What These Violations Mean
The most widespread high-severity violation this week, appearing across at least eight of the twelve facilities, was the absence of a consumer advisory for raw or undercooked foods. Restaurants that serve items like sushi, rare burgers, raw oysters, or undercooked eggs are required to notify customers through menus or table signs. Without that notice, customers who are pregnant, elderly, immunocompromised, or very young have no way to make an informed choice about their exposure to pathogens like Salmonella or E. coli that survive in undercooked food.
Food from unapproved or unknown sources, cited at Sakada, Libby's Thai Bistro, Spanish Bakery and Cafe, and Wasabi Sushi, means those facilities were obtaining ingredients outside the chain of USDA and FDA inspected suppliers. When a customer becomes ill, traceability is how investigators identify the contaminated product and stop others from being exposed. Food with no documented origin cannot be traced.
Shell stock identification failures at Mojo BBQ, Lucky Garden, and Wasabi Sushi represent the same traceability problem applied specifically to raw shellfish. Oysters, clams, and mussels are filter feeders that concentrate whatever pathogens are present in the water they come from. Harbormaster tags and supplier records are the only mechanism that allows investigators to link a Vibrio or norovirus outbreak back to a harvest location. No records means no recall is possible.
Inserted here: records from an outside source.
PR #270, opened 2021-06-17
Support LTS aliases

gordey4doronin:
The work is related to both https://github.com/actions/setup-node/issues/26 and https://github.com/actions/setup-node/issues/32.

For manifest changes see https://github.com/actions/versions-package-tools/pull/32 and https://github.com/actions/node-versions/pull/63.

- [x] Support `lts/codename` aliases
- [x] Support `lts/*` alias
- [x] Test coverage for `lts/codename` aliases
- [x] Test coverage for `lts/*` alias
- [x] Test coverage for malformed aliases
- [x] Clarify whether I need to commit compiled dist files or not? CC @maxim-lobanov 
- [x] Discuss whether forcing `check-latest = true` is good idea or not? CC @maxim-lobanov 
- [x] Discuss whether it's worth adding support for simple `erbium` or `lts/erbium` is enough? CC @maxim-lobanov @konradpabjan @bryanmacfarlane 

The goal of my PR is to support `.nvmrc` syntax.
**Given**: `.nvmrc`/`.node-version` file in a repository
**When**: run `setup-node` action and pass content of the file to `version` property
**Then**: the action can recognize the format and choose correct node version

Being said that, from my point of view supporting simple `erbium` is not required, since version manager doesn't allow that.
Also, having all codenames starting with `lts/` makes it really easy to determine in the code when `lts` alias passed to the action.

---

Reading the `.nvmrc` file is not the goal of this PR.
A separate PR shall be created for that, but it wouldn't be possible to implement `.nvmrc` reading without supporting the format.
So, think about current PR as a pre-requisite. 🙂

### DIFF
--- a/__tests__/installer.test.ts
+++ b/__tests__/installer.test.ts
@@ -399,6 +399,7 @@ describe('setup-node', () => {
       expect(logSpy).not.toHaveBeenCalledWith(
         'Attempt to resolve the latest version from manifest...'
       );
+      expect(dbgSpy).not.toHaveBeenCalledWith('No manifest cached, getting manifest from actions/node-versions@main')
     });
 
     it('check latest version and resolve it from local cache', async () => {
@@ -419,6 +420,7 @@ describe('setup-node', () => {
       expect(logSpy).toHaveBeenCalledWith(
         'Attempt to resolve the latest version from manifest...'
       );
+      expect(dbgSpy).toHaveBeenCalledWith('No manifest cached, getting manifest from actions/node-versions@main')
       expect(logSpy).toHaveBeenCalledWith("Resolved as '12.16.2'");
       expect(logSpy).toHaveBeenCalledWith(`Found in cache @ ${toolPath}`);
     });
@@ -443,6 +445,7 @@ describe('setup-node', () => {
       expect(logSpy).toHaveBeenCalledWith(
         'Attempt to resolve the latest version from manifest...'
       );
+      expect(dbgSpy).toHaveBeenCalledWith('No manifest cached, getting manifest from actions/node-versions@main')
       expect(logSpy).toHaveBeenCalledWith("Resolved as '12.16.2'");
       expect(logSpy).toHaveBeenCalledWith(
         `Acquiring 12.16.2 - ${os.arch} from ${expectedUrl}`
@@ -479,6 +482,7 @@ describe('setup-node', () => {
       expect(logSpy).toHaveBeenCalledWith(
         'Attempt to resolve the latest version from manifest...'
       );
+      expect(dbgSpy).toHaveBeenCalledWith('No manifest cached, getting manifest from actions/node-versions@main')
       expect(logSpy).toHaveBeenCalledWith(
         `Failed to resolve version ${versionSpec} from manifest`
       );
@@ -522,6 +526,7 @@ describe('setup-node', () => {
       );
       expect(logSpy).toHaveBeenCalledWith(
         'Unable to resolve version from manifest...'
+        // 'Unable to get manifest...'
       );
       expect(logSpy).toHaveBeenCalledWith(
         `Failed to resolve version ${versionSpec} from manifest`
@@ -549,11 +554,11 @@ describe('setup-node', () => {
       await main.run();
 
       // assert
-      expect(logSpy).toHaveBeenCalledWith('LTS version is provided. For LTS versions `check-latest` will be automatically set to true')
-      expect(logSpy).toHaveBeenCalledWith('Attempt to resolve the latest version from manifest...');
+      expect(logSpy).toHaveBeenCalledWith('Attempt to resolve LTS alias from manifest...')
+      expect(dbgSpy).toHaveBeenCalledWith('Getting manifest from actions/node-versions@main')
+      expect(dbgSpy).not.toHaveBeenCalledWith('No manifest cached, getting manifest from actions/node-versions@main')
       expect(dbgSpy).toHaveBeenCalledWith(`LTS alias 'erbium' for Node version 'lts/erbium'`)
       expect(dbgSpy).toHaveBeenCalledWith(`Found LTS release '12.16.2' for Node version 'lts/erbium'`)
-      expect(logSpy).toHaveBeenCalledWith("Resolved as '12.16.2'");
       expect(logSpy).toHaveBeenCalledWith(`Found in cache @ ${toolPath}`);
       expect(cnSpy).toHaveBeenCalledWith(`::add-path::${toolPath}/bin${osm.EOL}`);
     });
@@ -577,12 +582,12 @@ describe('setup-node', () => {
       await main.run();
 
       // assert
-      expect(logSpy).toHaveBeenCalledWith('LTS version is provided. For LTS versions `check-latest` will be automatically set to true')
-      expect(logSpy).toHaveBeenCalledWith('Attempt to resolve the latest version from manifest...');
+      expect(logSpy).toHaveBeenCalledWith('Attempt to resolve LTS alias from manifest...')
+      expect(dbgSpy).toHaveBeenCalledWith('Getting manifest from actions/node-versions@main')
+      expect(dbgSpy).not.toHaveBeenCalledWith('No manifest cached, getting manifest from actions/node-versions@main')
       expect(dbgSpy).toHaveBeenCalledWith(`LTS alias 'erbium' for Node version 'lts/erbium'`)
       expect(dbgSpy).toHaveBeenCalledWith(`Found LTS release '12.16.2' for Node version 'lts/erbium'`)
-      expect(logSpy).toHaveBeenCalledWith("Resolved as '12.16.2'");
-      expect(logSpy).toHaveBeenCalledWith("Attempting to download 12.16.2...");
+      expect(logSpy).toHaveBeenCalledWith("Attempting to download 12...");
       expect(logSpy).toHaveBeenCalledWith(`Acquiring 12.16.2 - ${os.arch} from ${expectedUrl}`);
       expect(logSpy).toHaveBeenCalledWith('Extracting ...');
       expect(logSpy).toHaveBeenCalledWith('Adding to the cache ...');
@@ -604,11 +609,11 @@ describe('setup-node', () => {
       await main.run();
 
       // assert
-      expect(logSpy).toHaveBeenCalledWith('LTS version is provided. For LTS versions `check-latest` will be automatically set to true')
-      expect(logSpy).toHaveBeenCalledWith('Attempt to resolve the latest version from manifest...');
+      expect(logSpy).toHaveBeenCalledWith('Attempt to resolve LTS alias from manifest...')
+      expect(dbgSpy).toHaveBeenCalledWith('Getting manifest from actions/node-versions@main')
+      expect(dbgSpy).not.toHaveBeenCalledWith('No manifest cached, getting manifest from actions/node-versions@main')
       expect(dbgSpy).toHaveBeenCalledWith(`LTS alias '*' for Node version 'lts/*'`)
       expect(dbgSpy).toHaveBeenCalledWith(`Found LTS release '14.0.0' for Node version 'lts/*'`)
-      expect(logSpy).toHaveBeenCalledWith("Resolved as '14.0.0'");
       expect(logSpy).toHaveBeenCalledWith(`Found in cache @ ${toolPath}`);
       expect(cnSpy).toHaveBeenCalledWith(`::add-path::${toolPath}/bin${osm.EOL}`);
     });
@@ -632,12 +637,12 @@ describe('setup-node', () => {
       await main.run();
 
       // assert
-      expect(logSpy).toHaveBeenCalledWith('LTS version is provided. For LTS versions `check-latest` will be automatically set to true')
-      expect(logSpy).toHaveBeenCalledWith('Attempt to resolve the latest version from manifest...');
+      expect(logSpy).toHaveBeenCalledWith('Attempt to resolve LTS alias from manifest...')
+      expect(dbgSpy).toHaveBeenCalledWith('Getting manifest from actions/node-versions@main')
+      expect(dbgSpy).not.toHaveBeenCalledWith('No manifest cached, getting manifest from actions/node-versions@main')
       expect(dbgSpy).toHaveBeenCalledWith(`LTS alias '*' for Node version 'lts/*'`)
       expect(dbgSpy).toHaveBeenCalledWith(`Found LTS release '14.0.0' for Node version 'lts/*'`)
-      expect(logSpy).toHaveBeenCalledWith("Resolved as '14.0.0'");
-      expect(logSpy).toHaveBeenCalledWith("Attempting to download 14.0.0...");
+      expect(logSpy).toHaveBeenCalledWith("Attempting to download 14...");
       expect(logSpy).toHaveBeenCalledWith(`Acquiring 14.0.0 - ${os.arch} from ${expectedUrl}`);
       expect(logSpy).toHaveBeenCalledWith('Extracting ...');
       expect(logSpy).toHaveBeenCalledWith('Adding to the cache ...');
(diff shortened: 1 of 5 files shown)


src/installer.ts
```diff
@@ -183,6 +218,11 @@ async function getInfoFromManifest(
     auth,
     'main'
   );
+
+  if (isLts(versionSpec)) {
+    versionSpec = findLtsVersionFromManifest(versionSpec, stable, releases);
```
gordey4doronin, line 223: JFYI:

I tried to avoid fetching manifest multiple times, and incorporated the LTS resolving logic here. Since I set `check-latest = true` always, the resolving happens **before** toolcache code is executed, and the version is resolved at that point.

However, if we discuss and decide that `check-latest` should be automatically set to `true`, then I'll need to refactor code a little bit, and add additional manifest request before toolcache logic.

src/installer.ts
```diff
@@ -34,6 +34,11 @@ export async function getNode(
   let osPlat: string = os.platform();
   let osArch: string = translateArchToDistUrl(arch);
 
+  if (isLts(versionSpec)) {
+    core.warning('LTS version is provided. For LTS versions `check-latest` will be automatically set to true');
```
maxim-lobanov, line 38: No need to throw warning here because it produces a lot of noise in build results. `core.info` should be enough

src/installer.ts
```diff
@@ -170,6 +175,36 @@ export async function getNode(
   core.addPath(toolPath);
 }
 
+function isLts(versionSpec: string): boolean {
```
maxim-lobanov, line 178: nitpick: may be rename to `isLtsVersion`?

src/installer.ts
```diff
@@ -170,6 +175,36 @@ export async function getNode(
...
+  return versionSpec.startsWith('lts')
+}
+
+function findLtsVersionFromManifest(
+  versionSpec: string,
+  stable: boolean,
+  candidates: Array<tc.IToolRelease & { lts?: string }>
```
maxim-lobanov, line 185: Could you please create new type for candidates
```
type INodeRelease = tc.IToolRelease & { lts?: string }
```
I think it can be reused somewhere

src/installer.ts
```diff
@@ -170,6 +175,36 @@ export async function getNode(
...
+): string {
+  const alias = versionSpec.split('lts/')[1]?.toLowerCase();
+
+  if (!alias) {
+    throw new Error(`Unexpected LTS alias '${alias}' for Node version '${versionSpec}'`);
+  }
+
+  core.debug(`LTS alias '${alias}' for Node version '${versionSpec}'`);
+
+  const release = alias === '*'
```
maxim-lobanov, line 195: As I understand, we support the following syntax:
- `lts/*` - latest LTS
- `lts/<alias>` - specific LTS label

I would suggest to document it shortly via comment.

src/installer.ts
```diff
@@ -170,6 +175,36 @@ export async function getNode(
...
+   ? candidates.find(x => !!x.lts && x.stable === stable)
+   : candidates.find(x => x.lts?.toLowerCase() === alias && x.stable === stable);
+
+  if (!release) {
+    throw new Error(`Unable to find LTS release '${alias}' for Node version '${versionSpec}'.`);
+  }
+
+  core.debug(`Found LTS release '${release.version}' for Node version '${versionSpec}'`);
+
+  return release.version.split('.')[0];
```
maxim-lobanov, line 205: Why do we need to return major version only? What will happen if we will return exact version? 
I think `resolveVersionFromManifest` will handle it correctly.

src/installer.ts
maxim-lobanov: That is the good question. Our general politic is using cache as much as possible. 

If customer specifies `14.x` as input, we will check local cache firstly. In my opinion, `lts/fermium` input should work exactly the same way like `14.x` because it means the same.

May be @konradpabjan @bryanmacfarlane have different opinion.

maxim-lobanov: That is the good question. 
Our general policy is using local cache as much as possible.

If user specifies version input as `14.x`, we will check local cache firstly. In my opinion, `lts/fermium` input should work exactly the same way like `14.x` (be full alias) so we don't need to set check-latest to true.

konradpabjan: Agree

For `setup-java` we set `chcek-latest=false`:

https://github.com/actions/setup-java/blob/ad01d131cc39a1e467480c19bf28c5a4fade0edc/action.yml#L23-L25

I think we should be consistent across the board. One of the main justifications was to help speed up workflows. If the tool-cache is preferred than the majority of workflows will be ever so slightly faster (and that reduces COGS and infrastructure costs for us 😃 ). If something is not in the tool-cache than the action will reach out to externally try to find it. Sometimes there might be delays before the cache is updated with the latest version but i think it's minimal in the broader context of things. If someone absolutely needs the the latest versions always they can set `check-latest=true` themselves but in terms of optimizing for the most common use-case, I think `check-latest` should be `false`.

src/installer.ts
gordey4doronin: @maxim-lobanov Good point. I'll use `interface` then, to be more consistent with the existing code (which as far as I can see gives preference to interfaces). No objections?

```ts
interface INodeRelease extends tc.IToolRelease {
  lts?: string;
}
```

src/installer.ts
gordey4doronin: ✔️

src/installer.ts
gordey4doronin: ✔️

src/installer.ts
gordey4doronin: ✔️

src/installer.ts
gordey4doronin: OK, will change.
For my learning, what do you mean by "a lot of noise"?

This 👇 looks okayish to me 🤔 

Screenshot 2021-06-21 at 11 45 08

maxim-lobanov: Warning are also published in job summary that looks pretty annoying to me. (Like "something goes wrong" and I need to fix something). Especially, when customer runs job matrix, they will see a ton of such warnings.
image

src/installer.ts
maxim-lobanov: Looks good, thanks!

src/installer.ts
gordey4doronin: Thanks for the clarification! Now I see and agree, it's noisy 👍 

Screenshot 2021-06-21 at 14 24 18

gordey4doronin: I've fixed it for now. But I guess this code will go away anyway once we settle on `check-latest` usage.

src/installer.ts
gordey4doronin: I see, makes perfect sense.
My initial idea was to have closer behavior with `nvm`.
E.g. when you do `nvm use 14` it will use **any** existing 14th node on your machine.
But when you do `nvm use lts/fermium` it will always check `nodejs` website, and will use the **latest** 14th node.

But in the context of GitHub Action it's a little bit different. There is no "local machine", and basically on every run an action installs the latest possible node (whether it be from toolcache or from node website).

> Sometimes there might be delays before the cache is updated with the latest version but i think it's minimal in the broader context of things.

👆 I agree, then it's fine to use toolcache, and not set `check-latest`.
Especially considering this is a general policy. 👍 

**TL;DR** I initially thought within the bound of `nvm`, my oversight. In the context of GitHub Actions it makes sense to not set `check-latest=true`. I'll need to refactor the code a little bit (to fetch manifest separately), so please don't review yet. 😅

src/installer.ts
gordey4doronin: @maxim-lobanov Thinking again, maybe even `isLtsAlias`? Since it's actually checking whether it's an alias or not, instead of checking whether the version is actual LTS or not.

src/installer.ts
gordey4doronin: @maxim-lobanov @konradpabjan Remastered the whole logic. ✔️ 

Bonus: added `manifest` local variable, so if there was manifest fetched for `lts` check, there won't be another manifest fetch.

However, I didn't touch the existing (for smaller diff, easier review, and lower regression chance).
That means first call to `resolveVersionFromManifest` doesn't "cache" `manifest` as before, thus the second call to `getInfoFromManifest` will fetch `manifest` again. Hope that makes sense.

src/installer.ts
gordey4doronin: ✔️

src/installer.ts
```diff
@@ -170,20 +196,68 @@ export async function getNode(
...
+function resolveLtsAliasFromManifest(
+  versionSpec: string,
+  stable: boolean,
+  manifest: INodeRelease[]
+): string {
+  const alias = versionSpec.split('lts/')[1]?.toLowerCase();
+
+  if (!alias) {
+    throw new Error(
+      `Unexpected LTS alias '${alias}' for Node version '${versionSpec}'`
```
gordey4doronin, line 212: Personal thought:
Such line breaks caused by `"printWidth": 80`.
Increasing it to 100 would make code a little bit nicer.

CC @maxim-lobanov

__tests__/installer.test.ts
```diff
@@ -525,4 +544,252 @@ describe('setup-node', () => {
...
+      inputs.stable = 'true';
+
+      findSpy.mockImplementation(() => '');
+
+      // act
+      await main.run();
+
+      // assert
+      expect(logSpy).toHaveBeenCalledWith(
+        'Attempt to resolve LTS alias from manifest...'
```
gordey4doronin, line 753: Same `"printWidth": 80` issue here.

maxim-lobanov (approved):

maxim-lobanov:
@gordey4doronin , could you please also add e2e test. See example: https://github.com/actions/setup-node/blob/main/.github/workflows/versions.yml#L32
I think adding new job `lts-syntax` with `node-version: ["lts/*", "lts/Fermium"]` should be enough.

P.S. I believe we also need to update docs but we will take care about it in separate PR since we will rework docs in scope of https://github.com/actions/setup-node/pull/272

gordey4doronin:
Screenshot 2021-06-23 at 09 35 15


It seems some mocks are lacking for windows test. Will fix later.

gordey4doronin:
> could you please also add e2e test.

Absolutely. Good point. Will add too 👍

gordey4doronin:
* Fixed unit tests for windows (was just a path resolution problem)
* Added e2e tests for lts syntax
* Unfortunately had to remove `__tests__/verify-node.sh` step from it, since the check script doesn't allow to parse lts syntax. However, I it should be enough to have only the main step, it's running `actions/checkout@v2` and verifying lts alias resolution. If it couldn't resolve lts alias - it will fail. Profit.

Kikobeats:
this is a super great functionality that has been not implemented until now, even this package is used for a lot of maintainers.

@maxim-lobanov @konradpabjan can you merge this, please? 🙏

konradpabjan (approved):

dmitry-shibanov (approved):

__tests__/installer.test.ts
```diff
@@ -525,4 +548,244 @@ describe('setup-node', () => {
...
+        `LTS alias 'unknown' for Node version 'lts/unknown'`
+      );
+      expect(cnSpy).toHaveBeenCalledWith(
+        `::error::Unable to find LTS release 'unknown' for Node version 'lts/unknown'.${osm.EOL}`
+      );
+    });
+
+    it('fail if manifest is not available', async () => {
+      // arrange
+      os.platform = 'linux';
```
AlenaSviridenko, line 764: Could you please move this common setup to beforeAll hook of this describe?

src/installer.ts
```diff
@@ -170,20 +192,65 @@ export async function getNode(
...
```
AlenaSviridenko, line 213: Empty quotes in the error message looks a bit strange to me, maybe we should re-phrase to something like `LTS alias is empty for Node version '${versionSpec}'`

AlenaSviridenko (approved):

vsafonkin (approved):

__tests__/installer.test.ts
gordey4doronin: Makes sense 👍

I initially took `describe('check-latest flag'` as an example for my implementation, and it just duplicates everything right away.

But I agree, it would be nicer to move all common setup into a hook. 👍 I went ahead and did that for my new tests, without touching the existing tests of course.

Just to point out, `beforeAll` doesn't work in that case, because `inputs` and `os` are defined in the topmost `beforeEach` hook, and they're "new" in every single test case (`it`). So for my case I also had to use `beforeEach`.

src/installer.ts
gordey4doronin: Good catch, changed to something more generic.

gordey4doronin: @AlenaSviridenko Please let me know if that looks good to you. I decided to not be specific about alias being **empty**, but rather throw generic parse error.

AlenaSviridenko: I like how it looks now 🙂

AlenaSviridenko (approved):

maxim-lobanov:
@gordey4doronin  @Kikobeats , Merged PR. I will cut new version later today. Need to merge one more PR before that.

JimiC:
Good to see that it only took you about 2 years to finally implement "basic" functionality. Let's hope we, now, can use this action in our CI/CD.

P.S. Sorry if I sound cynical but 2 years is a loooong time for such a vital CI/CD component.

skjnldsv:
Thank you everyone that worked on this! Great addition! :tada: :hugs: :heart:

JimiC:
@skjnldsv What you don't know and that's why you reacted with 👎 is that I was the first to submit a PR with the exact same functionality 2 YEARS ago.

skjnldsv:
@JimiC sorry, I understand your frustration, but I don't see how your message helps anyone nor benefit the community in any sort! :confused: 

Have a great day! ☀️

JimiC:
> @JimiC sorry, I understand your frustration, but I don't see how your message helps anyone nor benefit the community in any sort! 😕

@skjnldsv It's just that when GH actions went live I was so excited about it and one of the first to try it out. So much that I even tried to contribute to the community and the community turned their back on me. So they made me from a GH fan to a GitLab fan.

> Have a great day! ☀️
You too. ☮️

mrlubos:
@gordey4doronin Can you help me to clarify my understanding? Can I at this point remove the `node-version` argument from the action setup and it will be able to infer the correct version from my `.nvmrc` file? If not, why? Would it be possible to add this functionality?

gordey4doronin:
@mrlubos Unfortunately you can't.👇 I wish that too. 🙏 

> Reading the `.nvmrc` file is not the goal of this PR.
> A separate PR shall be created for that


"Resolving aliases" and "reading version manager file" are two different technical tasks.
They're related to each other from business PoV.
But they're not related from code/implementation PoV.

My goal in the first place was to add LTS aliases resolving.

Now it's possible to use [this workaround](https://github.com/actions/setup-node/issues/32#issuecomment-539794249) if you have aliases in your `.nvmrc` file (which I do).

Reading the `.nvmrc` file is a standalone task, and was out of scope of my completely **voluntarily** PR.

For reading the file I personally up-voted https://github.com/actions/setup-node/issues/32 and https://github.com/actions/runner/issues/1180. 🙂 

Hope that makes sense.

mrlubos:
> @mrlubos Unfortunately you can't.👇 I wish that too. 🙏
> 
> > Reading the `.nvmrc` file is not the goal of this PR.
> > A separate PR shall be created for that
> 
> "Resolving aliases" and "reading version manager file" are two different technical tasks.
> They're related to each other from business PoV.
> But they're not related from code/implementation PoV.
> 
> My goal in the first place was to add LTS aliases resolving.
> 
> Now it's possible to use [this workaround](https://github.com/actions/setup-node/issues/32#issuecomment-539794249) if you have aliases in your `.nvmrc` file (which I do).
> 
> Reading the `.nvmrc` file is a standalone task, and was out of scope of my completely **voluntarily** PR.
> 
> For reading the file I personally up-voted #32 and [actions/runner#1180](https://github.com/actions/runner/issues/1180). 🙂
> 
> Hope that makes sense.

Thanks @gordey4doronin! I checked the issue you linked and what do you know, my vote is already there, too 😃 Have a nice day!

The cluster of employee illness reporting failures, cited at Sakada, Gringos Tacos, McFlamingo, Bronx House Pizza, Beach Diner, Spanish Bakery, St. Augie's Pizza, and Libby's Thai Bistro, is the violation type most directly tied to multi-victim outbreaks. Norovirus, which causes the majority of foodborne illness outbreaks in restaurant settings, spreads primarily through infected food handlers who continue working. A written health policy, cited as absent or inadequate at Sakada, Bronx House Pizza, Mojo BBQ, Hilton Garden Inn, Libby's Thai Bistro, and Wasabi Sushi, is the mechanism that gives employees the instruction and the permission to report symptoms before they infect customers.
The Longer Record
The data provided for this week does not include prior inspection counts for the twelve facilities, which limits the ability to place these findings in a longer historical context. What the record does show is the concentration of high-severity violations across a single week in a single county. Twelve facilities with two or more high-severity violations out of 30 inspected means four in ten establishments examined failed to meet basic safety thresholds at the most serious level.
The geographic spread is also notable. The violations are not concentrated in one corridor or one type of establishment. Sakada and Gringos Tacos are in the historic downtown Saint Augustine tourist district. McFlamingo and Beach Diner share a strip mall address on A1A North in Ponte Vedra Beach. Bronx House Pizza is in a suburban shopping center in St. Johns. The Hilton Garden Inn is a national chain hotel property on the beach.
Mojo BBQ on Cordova Street, which drew the week's highest combined violation total at ten across both severity tiers, also carried the shellfish traceability citation alongside the cooking temperature violation. A restaurant that cannot document where its shellfish came from and cannot demonstrate it is cooking food to required temperatures is operating with two of the most direct pathways to a foodborne illness outbreak open at the same time. Whether that combination has appeared in Mojo BBQ's prior inspection record is a question the current data does not answer.